When generating frequent itemsets from previously frequent itemsets, it is important to remember that two itemsets must have K - 2 matching first elements. For example, when generating C2, the itemsets [1] and [2] do not have to match; however, when generating C3, the itemsets [1, 2] and [1, 3] must match the first item to be combined.
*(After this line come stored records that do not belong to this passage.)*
PR #674, opened 2021-08-04
Bump k8s version to v1.20.9

CecileRobertMichon:
What this PR does / why we need it: Now that K8s v1.22.x has been released, we can bump the default K8s version to the latest in the 1.20.x series, keeping with the n-2 approach.

**Additional context**


codenrhoden:
/lgtm

Thanks!

PR #677, opened 2021-08-16
provide a way for users to bring their own containerd config

kkeshavamurthy:
A way for users to use their own containerd config file. 

`containerd_config_file` points to the default config file that's being used currently. Users can set the var to point it to their custom config to use. 

**Additional context**


codenrhoden (approved):
I think doing the copy using `template` here is a good thing -- it makes using the existing template easy (no changes), but it also means that if you provide your own file, that file could be static (pre-filled) or could in fact be a Jinja template.

I think it's worth getting input from @MaxRink on this, to see if it this meets the needs he was going for in #474. I think it does, but want to double check.

MaxRink:
@codenrhoden kinda :D 
Containerd 1.5.0 and up also have a directory stucture that gets ued for registry-specific config ( https://github.com/containerd/containerd/releases/tag/v1.5.0 ) which isnt covered by this.

kkeshavamurthy:
@codenrhoden Should we merge this PR and create a new issue with @MaxRink 's suggestion?

codenrhoden:
> @codenrhoden Should we merge this PR and create a new issue with @MaxRink 's suggestion?

that sounds reasonable to me. I think looking at what would be the better way to support containerd's directory structure for configuration is something we should definitely look into.

/lgtm

PR #679, opened 2021-08-18
Allow specifying kubernetes version

mdbooth:
Bumps the default kubernetes version to current latest: 1.22
Another version can be specified with:

  make &lt;target&gt; KUBERNETES_VERSION=1.18

**Additional context**

### DIFF
--- a/images/capi/Makefile
+++ b/images/capi/Makefile
@@ -111,6 +111,7 @@ CONTROLLER_IMG ?= $(REGISTRY)/$(IMAGE_NAME)
 TAG ?= dev
 ARCH ?= amd64
 BASE_IMAGE ?= docker.io/library/ubuntu:focal
+KUBERNETES_VERSION ?= 1.22
 
 ## --------------------------------------
 ## Packer flags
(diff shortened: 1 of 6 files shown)


jsturtevant:
@mdbooth thanks for the PR! we typically keep the k8s version n-2. see https://github.com/kubernetes-sigs/image-builder/pull/674 as an example

We provide the overridding ability via passing in additional values via files as outlined in https://github.com/kubernetes-sigs/image-builder/blob/master/docs/book/src/capi/capi.md#examples

There is also the ability to override variables via packer flags: `PACKER_FLAGS="-var=kubernetes_semver=1.20.2"`

I realize this isn't as simple as what you have but I don't know if adding this opens the door for overriding more variables and adds maintenance burden.  @codenrhoden might have thoughts?

Improving the docs to make the options we do have more visible is definitely something we could improve. See https://github.com/kubernetes-sigs/image-builder/pull/439#issuecomment-765677898 for more conversation there.

mdbooth:
The GCE folks are already maintaining this data, btw, which is where I took them from: https://github.com/kubernetes-sigs/image-builder/tree/master/images/capi/packer/gce/ci/nightly

It feels like a generally useful thing.

PR #681, opened 2021-08-20
Support building Azure images using custom networks

kkeshavamurthy:
When building in VPN enabled Azure accounts, the build VM needs to be hooked up to custom networks to access internal networks. This PR adds a way for users to do that. 

**Additional context**


images/capi/packer/azure/packer-windows.json
```diff
@@ -185,7 +189,11 @@
     "manifest_output": "manifest.json",
     "nssm_url": null,
     "prepull": null,
+    "private_virtual_network_with_public_ip": "",
```
codenrhoden, line 192: So from the packer docs, it says this is:
> private_virtual_network_with_public_ip (bool) - This value allows you to set a virtual_network_name and obtain a public IP. If this value is not set and virtual_network_name is defined Packer is only allowed to be executed from a host on the same subnet / virtual network.

I take that to mean it's a boolean that toggles whether the VM will get a public IP in addition to being on the private network. Is that how this works? So I'm guessing you need to set this if you still want to be able to access the public internet?

I'd like to see a description of this added to the Azure docs.

cc @CecileRobertMichon

kkeshavamurthy: Yes, that' correct. I didn't add it to the docs since these are straight up packer vars. Let me know if you still want them, I'll add it.

codenrhoden:
Thanks for the docs update, @kkeshavamurthy 

/lgtm
/approve

PR #682, opened 2021-08-24
Adding Windows Server 2022 support for vSphere

stuartpreston:

This PR adds Windows Server 2022 support to image builder for vSphere. It's pretty much a copy of the Windows Server 2019 autounattend.xml file with the KMS client key switched out for the latest one that matches the edition (Standard Server Core), plus an example configuration.

### DIFF
--- a/images/capi/packer/ova/windows-2022.json
+++ b/images/capi/packer/ova/windows-2022.json
@@ -1,0 +1,16 @@
+{
+  "build_name": "windows-2022",
+  "disk_controller_type": "pvscsi",
+  "distro_arch": "amd64",
+  "distro_name": "windows",
+  "distro_version": "2022",
+  "guest_os_type": "Windows2019Server-64",
+  "iso_checksum": "none",
+  "local_guest_os_type": "windows9srv-64",
+  "os_display_name": "Windows Server 2022",
+  "os_iso_path": "[datastore] ISO/en-us_windows_server_2022_x64_dvd_620d7eac.iso",
+  "os_iso_url": "file:/path/en-us_windows_server_2022_x64_dvd_620d7eac.iso",
+  "vmtools_iso_path": "[datastore] ISO/vmtools/windows-11.1.5.iso",
+  "vmtools_iso_url": "file:/path/VMware-tools-windows-11.1.5-16724464.iso",
+  "vsphere_guest_os_type": "windows9Server64Guest"
+}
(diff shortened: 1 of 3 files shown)


images/capi/packer/ova/windows-2022.json
```diff
@@ -0,0 +1,16 @@
+{
+  "build_name": "windows-2022",
+  "disk_controller_type": "pvscsi",
+  "distro_arch": "amd64",
+  "distro_name": "windows",
+  "distro_version": "2022",
+  "guest_os_type": "Windows2019Server-64",
```
jayunit100, line 7: shud b 2022 ? just hacking around to get this working and caught it?

stuartpreston: No, I left this deliberately as 2022 is not recognized as a guest OS type yet in the VM tools or vSphere.

images/capi/packer/ova/windows/windows-2022/autounattend.xml
```diff
@@ -0,0 +1,250 @@
...
+                            <Value>Windows Server 2022 SERVERSTANDARDCORE</Value>
+                        </MetaData>
+                    </InstallFrom>
+                </OSImage>
+            </ImageInstall>
+            <UserData>
+                <AcceptEula>true</AcceptEula>
+                <FullName>Administrator</FullName>
+                <Organization>Organization</Organization>
+                <ProductKey>
```
jayunit100, line 82: i still feel like id like to parameterize this at some point, but doesnt need to be in this PR :), for me i manually commented it out to test

jayunit100:
just tested, appears to work for me with https://www.microsoft.com/en-us/evalcenter/evaluate-windows-server-2022 

thank you sir !

images/capi/packer/ova/windows-2022.json
jsturtevant: that will be confusing in the future 😉 this is when json having comments would be useful but makes sense

jsturtevant:
/ok-to-test

lgtm but @perithompson has more vsphere experience

jayunit100:
@perithompson i think tide will do that for us now.. 
merge merge merge !

perithompson:
/assign @cecilerobertmichon
Please can you take a look, I guess we need to do the same for the other providers @jsturtevant

codenrhoden:
FWIW, these commits did not get squashed. I'm not sure if there is some prow plugin we need to enable/change to make tha that happen or what, but in the future I'll be more of a stickler for squashing (I also thing having a plugin do it is weird, because then you don't have control over what the overall commit message looks like -- it probably just appends them all, but that's usually not what you want).

I also don't see `/tide` even mentioned on https://prow.k8s.io/command-help. @jayunit100 is this something you've seen in action?

PR #690, opened 2021-09-10
block traffic to 168.63.129.16 port 80 for cve-2021-27075

devigned:
What this PR does / why we need it:

This PR explicitly ensures that TCP traffic bound for the reserved Azure IP 168.63.129.16 via TCP on port 80 is dropped to remediate https://msrc.microsoft.com/update-guide/en-US/vulnerability/CVE-2021-27075. 

Needs: #691 

/cc @CecileRobertMichon

PR #694, opened 2021-09-14
add Windows firewall rule to block 168.63.129.16:80 for cve-2021-27075

devigned:

This PR explicitly ensures that TCP traffic bound for the reserved Azure IP 168.63.129.16 via TCP on port 80 is dropped to remediate https://msrc.microsoft.com/update-guide/en-US/vulnerability/CVE-2021-27075 on Windows nodes.

**Additional context**
Related to: #690

### DIFF
--- a/images/capi/ansible/windows/node_windows.yml
+++ b/images/capi/ansible/windows/node_windows.yml
@@ -70,6 +70,8 @@
         name: cloudbase-init
       when: install_cloudbase_init
     - include_role:
+        name: providers
+    - include_role:
         name: runtimes
     - include_role:
         name: kubernetes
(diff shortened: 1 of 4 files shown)


devigned:
/hold

I'm adding a goss verifier.

codenrhoden:
/lgtm

Makes me realize we didn't add a GOSS verification for this on Linux, but since this PR is focused on Windows that seems out of scope.

devigned:
> /lgtm
> 
> Makes me realize we didn't add a GOSS verification for this on Linux, but since this PR is focused on Windows that seems out of scope.

I’m happy to open another pr to add the Linux test. Def should have added one.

To generate candidate sets, every itemset (i) needs to be compared with every next itemset in the list (i+1). For each itemset, the number of matching first items needs to be checked. If the items match, then the itemsets can be combined. First, the itemsets are appended together; from there, the duplicate items are removed. Finally, this new itemset is added to the new candidate set.

In [None]:
def MatchingFirstKElements(list1, list2, K):
    for i in range(K):
        if list1[i] != list2[i]:
            return False
    return True

To match the first K - 2 items of two itemsets, the two itemsets must be iterated over for however large K is at that iteration of the loop. If at any point the two itemsets do not match, then the comparison can be stopped.

### Association Rules

Once the frequent itemsets are generated, association rules can be derived from them. These association rules show how often one item or group of items occurs when another item is present. This can be useful in the real world as it can reveal hidden relationships between things, such as the tendency to buy beer when also buying diapers.

In [None]:
from itertools import chain, combinations

def AssociationRules(frequentItemSets, inputTextToList, minConfidence):
    associationRules = []
    for item in frequentItemSets:
        powerset = list(chain.from_iterable(combinations(item, r) for r in range(1,len(item))))
        for set in powerset:
            confidence = (Support(item, inputTextToList) / Support(list(set), inputTextToList))
            if confidence >= minConfidence:
                associationRules.append([list(set),[x for x in item if x not in list(set)], confidence])
    return associationRules

To generate association rules, every itemset in the frequent itemsets must be broken down into a power set or a list of every possible combination of items in the itemset. With this power set, the confidence can be calculated using the support method from above. To do this, the support for the itemset the power set was generated from is divided by the support for each item in the power set. If the confidence for that item in the power set is greater than or equal to the minimum confidence, then it is added to the list of association rules.